# My CQ--> S2 Conversion



## Hybrid_Hatch (Oct 24, 2005)

I just "completed" my CQ to S2 Conversion. I thought it would be nice to compile my experience in one post with everything start to finish.
My Approach:
My goal with this project was to do a quick conversion using mostly OEM parts. The project was 100% funded by the sale of other car parts, non of my actual day job income was used to build this car (except for the cost of the CQ, which actually was funded by a car accident)
I started this project late April early May, however I had already started collecting parts before that time. It was "completed" just a few days ago (I say "completed" because everyone knows a project car is always changing and always upgraded, but the the car was up and running again so thats why I say completed)
Here is my shopping list:
1 Coupe Quattro (this is how it looked when I bought it)
























Just before the swap








20vt Engine (I took mine from a URS4 that i picked up cheap and parted out to pay for itself)








ABY Wiring Harness (this is the European wiring harness for the later style S2, I sourced it from Europe along with all of the ABY parts)








ABY Oil feed and Return lines 








ABY Oil Pan extension with return hole 
ABY Cross Member and Intercooler
















ABY Intake Manifold and Charge Pipes








3B Downpipe (I used the 3b because the ABY version has dual cats, 3b has the outlet in the same place as the stock coupe quattro)








Strebro Exhaust (not necessary, I had it in my garage already)
Spec 3+ Clutch and Pressure Plate (stock clutch can be used, but i figured I would upgrade since I had it all apart)

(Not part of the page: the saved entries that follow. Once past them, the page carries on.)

Issue #2267, opened 2016-04-04
`Failed to bind to coreclr` dotnet run failure on Windows 7 and Windows 2008 R2


pakrym:
## Steps to reproduce
`dotnet run` standalone app on Windows 7 or Windows 2008 R2

## Expected  behavior
Application runs

## Actual behavior
```
Running:
  program: dotnet  
  commandline: run -p ../../tools/Microsoft.AspNetCore.Server.Kestrel.GeneratedCode Http/FrameHeaders.Generated.cs Http/Frame.Generated.cs
  workingdir: D:\b\work\35116a8defcd3a21\Universe\KestrelHttpServer\src/Microsoft.AspNetCore.Server.Kestrel

Compiling Microsoft.AspNetCore.Server.Kestrel.GeneratedCode for .NETStandardApp,Version=v1.5

Compilation succeeded.
    0 Warning(s)
    0 Error(s)

Time elapsed 00:00:06.6573303
 

Failed to load the dll from C:\Users\asplab\.nuget\packages\runtime.win7-x64.Microsoft.NETCore.Runtime.CoreCLR\1.0.2-rc2-23931\runtimes\win7-x64\native\coreclr.dll, HRESULT: 0x8007007E
Failed to bind to coreclr
```

## Environment data
`dotnet --info` output:
`
1.0.0-beta-002202 
`
@piotrpMSFT @Petermarcu @davidfowl @muratg @anurse  @schellap

schellap:
On min OSes coreclr needs `api-*` dlls to be sxs `coreclr.dll` or windows `PATH` for `LoadLibraryExW` is setup correctly to point to the directories containing these api forwarder DLLs. Since `dotnet build` runs against the nuget cache, these api-forwarders are part of another directory. Though a bit ugly, it seems the fix would be to expand the DLL search paths to include the nuget cache native directories to dll search path.

PR #2271, opened 2016-04-05
Add ApiSets to process DLL search dirs

schellap:
@gkhanna79 PTAL
Fixes https://github.com/dotnet/cli/issues/2267

---
This change is [Reviewable](https://reviewable.io/reviews/dotnet/cli/2271)

### DIFF
--- a/src/corehost/cli/deps_resolver.cpp
+++ b/src/corehost/cli/deps_resolver.cpp
@@ -22,7 +22,7 @@ namespace
 void add_tpa_asset(
     const pal::string_t& asset_name,
     const pal::string_t& asset_path,
-    std::set<pal::string_t>* items,
+    std::unordered_set<pal::string_t>* items,
     pal::string_t* output)
 {
     if (items->count(asset_name))
@@ -48,7 +48,7 @@ void add_tpa_asset(
 void add_unique_path(
     deps_entry_t::asset_types asset_type,
     const pal::string_t& path,
-    std::set<pal::string_t>* existing,
+    std::unordered_set<pal::string_t>* existing,
     pal::string_t* output)
 {
     // Resolve sym links.
@@ -377,7 +377,7 @@ void deps_resolver_t::resolve_tpa_list(
         get_dir_assemblies(m_fx_dir, _X("fx"), &m_fx_assemblies);
     }
 
-    std::set<pal::string_t> items;
+    std::unordered_set<pal::string_t> items;
 
     auto process_entry = [&](const pal::string_t& deps_dir, deps_json_t* deps, const dir_assemblies_t& dir_assemblies, const deps_entry_t& entry)
     {
@@ -474,7 +474,7 @@ void deps_resolver_t::resolve_probe_dirs(
         return get_directory(str);
     };
     std::function<pal::string_t(const pal::string_t&)>& action = is_resources ? resources : native;
-    std::set<pal::string_t> items;
+    std::unordered_set<pal::string_t> items;
 
     std::vector<deps_entry_t> empty(0);
     const auto& entries = m_deps->get_entries(asset_type);
@@ -482,15 +482,34 @@ void deps_resolver_t::resolve_probe_dirs(
 
     pal::string_t candidate;
 
+    bool track_api_sets = true;
     auto add_package_cache_entry = [&](const deps_entry_t& entry)
     {
         if (probe_entry_in_configs(entry, &candidate))
         {
-            add_unique_path(asset_type, action(candidate), &items, output);
+            // For standalone apps, on win7, coreclr needs ApiSets which has to be in the DLL search path.
+            const pal::string_t result_dir = action(candidate);
+
+            if (track_api_sets && pal::need_api_sets() &&
+                ends_with(entry.library_name, _X("Microsoft.NETCore.Windows.ApiSets"), false))
+            {
+                // For standalone and portable apps, get the ApiSets DLL directory,
+                // as they could come from servicing or other probe paths.
+                // Note: in portable apps, the API set would come from FX deps
+                // which is actually a standalone deps (rid specific API set).
+                // If the portable app relied on its version of API sets, then
+                // the rid selection fallback would have already been performed
+                // by the host (deps_format.cpp)
+                m_api_set_paths.insert(result_dir);
+            }
+
+            add_unique_path(asset_type, result_dir, &items, output);
         }
     };
     std::for_each(entries.begin(), entries.end(), add_package_cache_entry);
+    track_api_sets = m_api_set_paths.empty();
     std::for_each(fx_entries.begin(), fx_entries.end(), add_package_cache_entry);
+    track_api_sets = m_api_set_paths.empty();
 
     // For portable rid specific assets, the app relative directory must be used.
     if (m_portable)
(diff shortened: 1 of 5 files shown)


src/corehost/cli/deps_resolver.cpp
```diff
@@ -486,6 +486,16 @@ void deps_resolver_t::resolve_probe_dirs(
...
         if (probe_entry_in_configs(entry, &candidate))
         {
+            // For standalone apps, on win7, coreclr needs ApiSets which has to be in the DLL search path.
+            if (!m_portable && pal::need_api_sets()
+                    && ends_with(entry.library_name, _X("Microsoft.NETCore.Windows.ApiSets"), false))
+            {
+                const pal::string_t api_sets_dir = action(candidate);
+                if (api_sets_dir != clr_dir)
+                {
+                    m_api_set_paths.insert(api_sets_dir);
```
gkhanna79: Since all the apisets are in the same folder, we should only need to add the path once and skip adding it again.

Other than that, lgtm.

src/corehost/cli/deps_resolver.cpp
```diff
@@ -486,6 +486,16 @@ void deps_resolver_t::resolve_probe_dirs(
     {
         if (probe_entry_in_configs(entry, &candidate))
         {
+            // For standalone apps, on win7, coreclr needs ApiSets which has to be in the DLL search path.
+            if (!m_portable && pal::need_api_sets()
```
pakrym: Are you sure we should keep this kind of logic in `corehost` itself and not in `hostpolicy`?

src/corehost/cli/deps_resolver.cpp
schellap: Didn't want to make package related assumptions, but the set would filter it out anyway. Make it more targeted?

src/corehost/cli/deps_resolver.cpp
schellap: Policy does loadlibrary on coreclr, and brings in all these dependencies and it also processes the deps file.

pakrym: I was talking about `Microsoft.NETCore.Windows.ApiSets` search logic, that is in `corehost`. What if newer `clr` would need `dll's` from another package?

schellap: Ideally, all native dirs will be added, this will make that worry go away. We decided to make a point fix because we don't expect this to change. Besides, hostpolicy is the most serviceable component and corehost the least.

src/corehost/cli/deps_resolver.cpp
gkhanna79: So long as we will have only a single path in the set, I am fine with the change.

src/corehost/cli/deps_resolver.cpp
gkhanna79: > What if newer clr would need dll's from another package?

APISets are the only CoreCLR dependency that are not present in the system (i.e. pre-req since they cannot be).

schellap:
@gkhanna79 PTAL. Fixes #7518

src/corehost/cli/deps_resolver.cpp
```diff
@@ -486,7 +486,15 @@ void deps_resolver_t::resolve_probe_dirs(
     {
         if (probe_entry_in_configs(entry, &candidate))
         {
-            add_unique_path(asset_type, action(candidate), &items, output);
+            // For standalone apps, on win7, coreclr needs ApiSets which has to be in the DLL search path.
+            const pal::string_t result_path = action(candidate);
+
+            if (!is_resources)
```
gkhanna79: Shouldn't we check if this is "native" as opposed to "!resources"?

schellap: Refresh this page pls.

schellap: See assertion above, it means one or the other.

src/corehost/cli/hostpolicy.cpp
```diff
@@ -96,6 +96,9 @@ int run(const corehost_init_t* init, const runtime_config_t& config, const argum
     size_t property_size = property_keys.size();
     assert(property_keys.size() == property_values.size());
 
+    // Add API sets to the process DLL search
```
gkhanna79: "Add native paths"

src/corehost/common/pal.unix.cpp
```diff
@@ -84,6 +84,11 @@ bool pal::load_library(const char_t* path, dll_t* dll)
     return true;
 }
 
+bool pal::process_native_paths(const std::unordered_set<pal::string_t>& native_lib_files)
```
gkhanna79: This is a "void" and not a "bool" return type.

schellap:
@gkhanna79 PTAL. For Unix, we need to come up with a different solution. I don't know what that is, but we need to think about it and I need to chat with few experts within the CLR.

gkhanna79:
Modulo comments, LGTM.

gkhanna79:

gkhanna79:

gkhanna79:

schellap:
@gkhanna79 PTAL post your discussions with @davidfowl.

schellap:

src/corehost/common/pal.windows.cpp
```diff
@@ -54,6 +54,24 @@ bool pal::find_coreclr(pal::string_t* recv)
...
+    // some other NATIVE_DLL_SEARCH_DIRECTORIES and not necessarily side by side. However,
+    // CoreCLR.dll loads PInvoke DLLs with LOAD_WITH_ALTERED_SEARCH_PATH. Note that this
+    // option cannot be combined with LOAD_LIBRARY_SEARCH_USER_DIRS, so the AddDllDirectory
+    // doesn't help much in telling CoreCLR where to load the PInvoke DLLs from.
+    // So we resort to modifying the PATH variable on our own hoping Windows loader will do the right thing.
+
+    trace::verbose(_X("Setting PATH=%s"), path.c_str());
+
+    // Assuming no other thread modified PATH between Get and SetEnvironmentVariableW.
+    ::SetEnvironmentVariableW(_X("PATH"), path.c_str());
```
gkhanna79: You missed updating the path with apisets.

src/corehost/common/pal.windows.cpp
```diff
@@ -54,6 +54,24 @@ bool pal::find_coreclr(pal::string_t* recv)
...
+    // We need this ugly hack, as the PInvoked DLL's static dependencies can come from
+    // some other NATIVE_DLL_SEARCH_DIRECTORIES and not necessarily side by side. However,
+    // CoreCLR.dll loads PInvoke DLLs with LOAD_WITH_ALTERED_SEARCH_PATH. Note that this
+    // option cannot be combined with LOAD_LIBRARY_SEARCH_USER_DIRS, so the AddDllDirectory
+    // doesn't help much in telling CoreCLR where to load the PInvoke DLLs from.
+    // So we resort to modifying the PATH variable on our own hoping Windows loader will do the right thing.
+
+    trace::verbose(_X("Setting PATH=%s"), path.c_str());
+
+    // Assuming no other thread modified PATH between Get and SetEnvironmentVariableW.
```
gkhanna79: At this point in time, there should not be any other thread running since the host is prepping to start the runtime.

S2 Hubs (again not necessary, a good deal came along and I bought them)
034 Alu Subframe Mounts (not necessary, but again, while in there)
034 Motormounts (most mounts are dead unless they have already been replaced)
034 Silicone Boost hoses for RS2 (I needed hoses, I didn't want used hoses that would fail so i bought new, these work great but they do not include the hose to the DV from the charge side of the turbo, they have the hole for it, but no hose, kind of frustrating)
S2/V6 Front bumper (sourced from Europe, the later style v6 bumper is the same as the s2 but without headlight washers. This is necessary if you have the OEM crossmember and intercooler, it allows space for them)








RS2/ABY Fuel rail








7A Harmonic Balancer (I had a spare in my garage, but you can take yours from the stock engine)
7A Flywheel (you can use the AAN Flywheel, but it is a "Dual-Mass" you will need a spacer between your engine and the bell housing)
Custom Fuel Lines, I had VAP AKA Mance make mine
3B or ABY Water manifold+ 7A water housing (the silver guy above the alternator in this picture)








7A brackets for your accesories (PS Pump Bracket, Alternator Bracket, AC Bracket (if you go that way))
Random hoses, vacuum lines and lots of clamps.

Project progression:
Started by removing donor engine from donor car (left the cq untouched so I could still drive it)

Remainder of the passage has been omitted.